*** Opening DATA FOR THIS TASK ***
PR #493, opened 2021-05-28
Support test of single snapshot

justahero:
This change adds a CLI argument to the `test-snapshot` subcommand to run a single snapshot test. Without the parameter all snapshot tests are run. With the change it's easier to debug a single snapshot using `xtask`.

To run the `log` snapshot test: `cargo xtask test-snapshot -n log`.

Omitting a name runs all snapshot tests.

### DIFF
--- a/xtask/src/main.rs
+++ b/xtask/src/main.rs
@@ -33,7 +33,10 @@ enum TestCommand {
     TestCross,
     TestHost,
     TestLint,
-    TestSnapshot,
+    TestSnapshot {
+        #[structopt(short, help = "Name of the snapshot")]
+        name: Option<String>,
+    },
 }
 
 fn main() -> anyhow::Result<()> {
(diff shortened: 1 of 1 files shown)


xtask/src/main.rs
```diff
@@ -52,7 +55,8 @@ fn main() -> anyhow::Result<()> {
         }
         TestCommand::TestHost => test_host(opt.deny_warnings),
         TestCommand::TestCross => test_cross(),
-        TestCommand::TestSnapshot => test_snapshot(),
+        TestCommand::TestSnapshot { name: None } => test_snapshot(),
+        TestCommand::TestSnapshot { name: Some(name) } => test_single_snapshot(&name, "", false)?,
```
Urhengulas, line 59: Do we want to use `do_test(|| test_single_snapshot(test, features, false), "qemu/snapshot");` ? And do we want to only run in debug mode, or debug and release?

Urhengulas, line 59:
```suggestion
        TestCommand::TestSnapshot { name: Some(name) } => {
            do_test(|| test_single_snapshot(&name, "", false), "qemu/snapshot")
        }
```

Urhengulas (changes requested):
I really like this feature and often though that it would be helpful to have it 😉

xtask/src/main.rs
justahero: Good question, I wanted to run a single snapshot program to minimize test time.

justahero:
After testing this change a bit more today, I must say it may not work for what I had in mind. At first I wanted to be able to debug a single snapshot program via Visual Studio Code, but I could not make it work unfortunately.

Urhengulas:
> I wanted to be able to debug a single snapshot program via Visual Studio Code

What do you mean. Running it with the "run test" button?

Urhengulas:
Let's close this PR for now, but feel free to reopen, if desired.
*** Closing DATA FOR THIS TASK ***
= ASSIGNMENT =
Transcribe the data. Leave every line exactly as it is.

= OUTPUT OF THE EXERCISE =
PR #493, opened 2021-05-28
Support test of single snapshot

justahero:
This change adds a CLI argument to the `test-snapshot` subcommand to run a single snapshot test. Without the parameter all snapshot tests are run. With the change it's easier to debug a single snapshot using `xtask`.

To run the `log` snapshot test: `cargo xtask test-snapshot -n log`.

Omitting a name runs all snapshot tests.

### DIFF
--- a/xtask/src/main.rs
+++ b/xtask/src/main.rs
@@ -33,7 +33,10 @@ enum TestCommand {
     TestCross,
     TestHost,
     TestLint,
-    TestSnapshot,
+    TestSnapshot {
+        #[structopt(short, help = "Name of the snapshot")]
+        name: Option<String>,
+    },
 }
 
 fn main() -> anyhow::Result<()> {
(diff shortened: 1 of 1 files shown)


xtask/src/main.rs
```diff
@@ -52,7 +55,8 @@ fn main() -> anyhow::Result<()> {
         }
         TestCommand::TestHost => test_host(opt.deny_warnings),
         TestCommand::TestCross => test_cross(),
-        TestCommand::TestSnapshot => test_snapshot(),
+        TestCommand::TestSnapshot { name: None } => test_snapshot(),
+        TestCommand::TestSnapshot { name: Some(name) } => test_single_snapshot(&name, "", false)?,
```
Urhengulas, line 59: Do we want to use `do_test(|| test_single_snapshot(test, features, false), "qemu/snapshot");` ? And do we want to only run in debug mode, or debug and release?

Urhengulas, line 59:
```suggestion
        TestCommand::TestSnapshot { name: Some(name) } => {
            do_test(|| test_single_snapshot(&name, "", false), "qemu/snapshot")
        }
```

Urhengulas (changes requested):
I really like this feature and often though that it would be helpful to have it 😉

xtask/src/main.rs
justahero: Good question, I wanted to run a single snapshot program to minimize test time.

justahero:
After testing this change a bit more today, I must say it may not work for what I had in mind. At first I wanted to be able to debug a single snapshot program via Visual Studio Code, but I could not make it work unfortunately.

Urhengulas:
> I wanted to be able to debug a single snapshot program via Visual Studio Code

What do you mean. Running it with the "run test" button?

Urhengulas:
Let's close this PR for now, but feel free to reopen, if desired.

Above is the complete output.